Top of Information supplied
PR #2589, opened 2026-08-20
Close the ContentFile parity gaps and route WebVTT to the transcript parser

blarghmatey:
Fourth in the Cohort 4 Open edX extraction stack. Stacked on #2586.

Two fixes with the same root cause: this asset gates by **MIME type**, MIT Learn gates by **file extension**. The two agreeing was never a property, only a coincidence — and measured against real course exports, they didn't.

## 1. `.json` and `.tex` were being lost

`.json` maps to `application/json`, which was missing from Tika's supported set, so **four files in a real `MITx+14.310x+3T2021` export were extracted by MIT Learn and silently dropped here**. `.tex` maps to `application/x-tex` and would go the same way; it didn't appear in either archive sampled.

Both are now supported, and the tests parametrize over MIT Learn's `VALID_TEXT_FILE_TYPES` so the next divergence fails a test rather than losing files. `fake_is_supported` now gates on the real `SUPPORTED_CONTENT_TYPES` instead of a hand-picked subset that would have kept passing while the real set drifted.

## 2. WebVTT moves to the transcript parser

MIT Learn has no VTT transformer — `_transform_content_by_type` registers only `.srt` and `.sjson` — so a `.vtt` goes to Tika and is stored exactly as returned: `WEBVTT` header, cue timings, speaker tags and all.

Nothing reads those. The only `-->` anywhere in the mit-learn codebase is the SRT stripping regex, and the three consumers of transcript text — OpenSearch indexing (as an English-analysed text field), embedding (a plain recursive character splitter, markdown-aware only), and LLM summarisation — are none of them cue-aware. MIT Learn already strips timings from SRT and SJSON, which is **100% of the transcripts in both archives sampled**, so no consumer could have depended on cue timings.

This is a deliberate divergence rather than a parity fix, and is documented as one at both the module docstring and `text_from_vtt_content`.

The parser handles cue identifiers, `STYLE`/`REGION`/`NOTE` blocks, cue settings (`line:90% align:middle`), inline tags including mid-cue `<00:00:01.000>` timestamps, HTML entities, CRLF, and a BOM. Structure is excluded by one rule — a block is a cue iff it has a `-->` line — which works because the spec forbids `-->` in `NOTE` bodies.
Bottom of Information supplied
Top of Information supplied
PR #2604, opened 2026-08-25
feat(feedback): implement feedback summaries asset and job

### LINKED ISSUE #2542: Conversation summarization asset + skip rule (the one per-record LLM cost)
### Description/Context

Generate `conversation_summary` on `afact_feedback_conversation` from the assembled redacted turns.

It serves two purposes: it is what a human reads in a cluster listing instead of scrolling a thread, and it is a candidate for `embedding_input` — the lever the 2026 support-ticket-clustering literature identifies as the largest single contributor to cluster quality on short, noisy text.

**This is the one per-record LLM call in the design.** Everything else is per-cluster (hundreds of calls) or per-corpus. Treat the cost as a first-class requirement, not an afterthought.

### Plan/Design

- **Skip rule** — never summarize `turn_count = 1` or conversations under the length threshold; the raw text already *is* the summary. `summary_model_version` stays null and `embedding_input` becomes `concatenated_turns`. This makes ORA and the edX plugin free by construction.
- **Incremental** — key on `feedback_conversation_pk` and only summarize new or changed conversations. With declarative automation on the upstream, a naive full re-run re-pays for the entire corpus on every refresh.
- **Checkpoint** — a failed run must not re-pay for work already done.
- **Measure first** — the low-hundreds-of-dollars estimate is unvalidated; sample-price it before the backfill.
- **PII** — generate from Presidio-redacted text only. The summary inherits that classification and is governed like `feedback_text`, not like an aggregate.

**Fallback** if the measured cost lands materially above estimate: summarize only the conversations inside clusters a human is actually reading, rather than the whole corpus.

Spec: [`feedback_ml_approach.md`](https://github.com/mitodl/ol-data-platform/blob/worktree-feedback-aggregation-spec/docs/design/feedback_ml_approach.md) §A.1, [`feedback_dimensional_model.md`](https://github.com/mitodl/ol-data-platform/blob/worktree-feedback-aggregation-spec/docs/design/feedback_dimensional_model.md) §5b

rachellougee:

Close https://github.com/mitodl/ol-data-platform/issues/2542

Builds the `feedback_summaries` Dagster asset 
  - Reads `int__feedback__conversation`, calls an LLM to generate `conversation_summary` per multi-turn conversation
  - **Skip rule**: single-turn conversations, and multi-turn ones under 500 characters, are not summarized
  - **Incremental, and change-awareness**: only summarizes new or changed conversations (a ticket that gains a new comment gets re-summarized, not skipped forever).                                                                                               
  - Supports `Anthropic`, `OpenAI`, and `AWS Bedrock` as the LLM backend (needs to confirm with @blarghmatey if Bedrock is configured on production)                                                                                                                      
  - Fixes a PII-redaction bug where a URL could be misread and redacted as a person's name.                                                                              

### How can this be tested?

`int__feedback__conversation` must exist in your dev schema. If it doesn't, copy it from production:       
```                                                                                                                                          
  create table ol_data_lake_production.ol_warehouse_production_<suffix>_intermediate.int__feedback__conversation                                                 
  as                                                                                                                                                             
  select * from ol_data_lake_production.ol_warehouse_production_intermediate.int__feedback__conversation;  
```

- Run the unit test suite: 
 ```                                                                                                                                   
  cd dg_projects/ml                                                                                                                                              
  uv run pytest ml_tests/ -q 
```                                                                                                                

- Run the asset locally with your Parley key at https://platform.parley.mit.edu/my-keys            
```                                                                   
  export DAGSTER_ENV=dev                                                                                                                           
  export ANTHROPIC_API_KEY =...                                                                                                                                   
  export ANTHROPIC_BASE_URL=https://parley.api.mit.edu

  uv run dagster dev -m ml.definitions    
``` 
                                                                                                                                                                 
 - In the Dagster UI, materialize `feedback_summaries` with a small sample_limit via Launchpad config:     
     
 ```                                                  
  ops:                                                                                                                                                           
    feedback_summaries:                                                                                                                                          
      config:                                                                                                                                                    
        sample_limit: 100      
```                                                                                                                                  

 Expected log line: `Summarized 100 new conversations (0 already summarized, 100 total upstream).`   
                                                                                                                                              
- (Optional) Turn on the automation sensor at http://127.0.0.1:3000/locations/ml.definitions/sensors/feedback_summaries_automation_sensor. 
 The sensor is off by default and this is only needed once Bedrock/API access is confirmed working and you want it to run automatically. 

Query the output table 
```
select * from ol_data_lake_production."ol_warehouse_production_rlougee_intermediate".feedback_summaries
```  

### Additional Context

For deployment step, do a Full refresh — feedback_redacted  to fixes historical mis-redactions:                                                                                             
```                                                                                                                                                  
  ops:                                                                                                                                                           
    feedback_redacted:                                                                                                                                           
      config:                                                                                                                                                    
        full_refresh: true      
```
Bottom of Information supplied
Top of Information supplied
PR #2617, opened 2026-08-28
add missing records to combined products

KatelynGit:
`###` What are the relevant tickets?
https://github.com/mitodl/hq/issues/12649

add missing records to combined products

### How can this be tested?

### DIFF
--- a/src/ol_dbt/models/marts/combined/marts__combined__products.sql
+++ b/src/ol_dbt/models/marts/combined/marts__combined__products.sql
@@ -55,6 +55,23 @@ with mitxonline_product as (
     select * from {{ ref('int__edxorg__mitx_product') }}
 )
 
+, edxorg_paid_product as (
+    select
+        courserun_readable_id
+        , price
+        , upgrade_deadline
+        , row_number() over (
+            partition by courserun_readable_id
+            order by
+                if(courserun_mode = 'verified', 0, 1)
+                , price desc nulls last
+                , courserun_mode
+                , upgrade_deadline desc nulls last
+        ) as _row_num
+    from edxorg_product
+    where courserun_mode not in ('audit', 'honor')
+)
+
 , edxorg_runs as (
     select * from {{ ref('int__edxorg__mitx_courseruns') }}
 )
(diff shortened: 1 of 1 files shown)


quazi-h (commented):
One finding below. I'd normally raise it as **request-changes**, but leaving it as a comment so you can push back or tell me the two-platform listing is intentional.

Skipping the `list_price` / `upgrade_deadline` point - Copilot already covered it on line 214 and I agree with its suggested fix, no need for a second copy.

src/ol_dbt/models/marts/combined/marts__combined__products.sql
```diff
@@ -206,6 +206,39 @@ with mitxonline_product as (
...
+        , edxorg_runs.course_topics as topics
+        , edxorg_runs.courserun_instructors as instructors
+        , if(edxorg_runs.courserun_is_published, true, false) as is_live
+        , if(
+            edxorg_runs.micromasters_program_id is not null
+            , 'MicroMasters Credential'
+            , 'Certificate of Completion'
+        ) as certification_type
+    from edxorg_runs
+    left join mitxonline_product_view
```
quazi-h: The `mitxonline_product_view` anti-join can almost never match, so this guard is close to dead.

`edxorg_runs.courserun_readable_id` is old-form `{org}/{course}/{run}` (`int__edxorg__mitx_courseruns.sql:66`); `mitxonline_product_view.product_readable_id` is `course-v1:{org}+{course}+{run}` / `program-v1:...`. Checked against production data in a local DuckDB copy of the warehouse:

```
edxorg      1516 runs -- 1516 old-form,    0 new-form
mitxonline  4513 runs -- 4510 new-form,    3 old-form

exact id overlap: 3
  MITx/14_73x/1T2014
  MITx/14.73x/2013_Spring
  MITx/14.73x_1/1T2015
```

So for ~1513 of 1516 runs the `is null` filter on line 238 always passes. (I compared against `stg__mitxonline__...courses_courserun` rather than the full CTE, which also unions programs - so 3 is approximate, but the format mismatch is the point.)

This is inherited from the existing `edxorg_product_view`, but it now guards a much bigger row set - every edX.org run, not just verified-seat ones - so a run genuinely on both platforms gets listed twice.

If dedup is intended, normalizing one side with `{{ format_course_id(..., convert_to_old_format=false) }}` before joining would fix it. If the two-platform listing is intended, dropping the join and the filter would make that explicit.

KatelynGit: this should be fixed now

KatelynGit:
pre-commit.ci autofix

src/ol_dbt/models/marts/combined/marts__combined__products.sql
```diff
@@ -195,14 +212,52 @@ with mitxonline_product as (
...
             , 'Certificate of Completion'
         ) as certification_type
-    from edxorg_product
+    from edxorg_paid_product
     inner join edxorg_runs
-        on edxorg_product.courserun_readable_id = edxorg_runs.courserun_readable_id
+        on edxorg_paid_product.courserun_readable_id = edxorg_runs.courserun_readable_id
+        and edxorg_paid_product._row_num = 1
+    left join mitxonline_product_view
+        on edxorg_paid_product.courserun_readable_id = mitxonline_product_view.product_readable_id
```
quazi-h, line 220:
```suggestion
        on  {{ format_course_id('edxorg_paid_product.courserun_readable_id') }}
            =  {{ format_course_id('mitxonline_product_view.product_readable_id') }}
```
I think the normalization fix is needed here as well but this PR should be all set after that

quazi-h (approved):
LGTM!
Bottom of Information supplied
- _Your assignment_: Check each line in the records for the word "ones" and say how many have it, with nothing else.

- _Exercise response_: 2